— INPUT MATERIAL —
PR #3591, opened 2022-08-28
Use pangea dnd

Xhale1:
`react-beautiful-dnd` is no longer maintained and will not support React 18.

This PR migrates to a community-led fork which now supports React 18 and strict mode, [@hello-pangea/dnd](https://github.com/hello-pangea/dnd). It should be a drop-in replacement, requiring only modified imports.

The one caveat is that `@hello-pangea/dnd` upgraded to `react-redux` v8, while Volto uses v7. It might be worth it to investigate upgrading.


sneridagh:
@Xhale1 We finally decided to move soon to @dnd-kit Thanks for your contribution!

— TO DO —
Transcribe all of the entries without altering anything.

— PROBLEM SOLUTION —
PR #3591, opened 2022-08-28
Use pangea dnd

Xhale1:
`react-beautiful-dnd` is no longer maintained and will not support React 18.

This PR migrates to a community-led fork which now supports React 18 and strict mode, [@hello-pangea/dnd](https://github.com/hello-pangea/dnd). It should be a drop-in replacement, requiring only modified imports.

The one caveat is that `@hello-pangea/dnd` upgraded to `react-redux` v8, while Volto uses v7. It might be worth it to investigate upgrading.


sneridagh:
@Xhale1 We finally decided to move soon to @dnd-kit Thanks for your contribution!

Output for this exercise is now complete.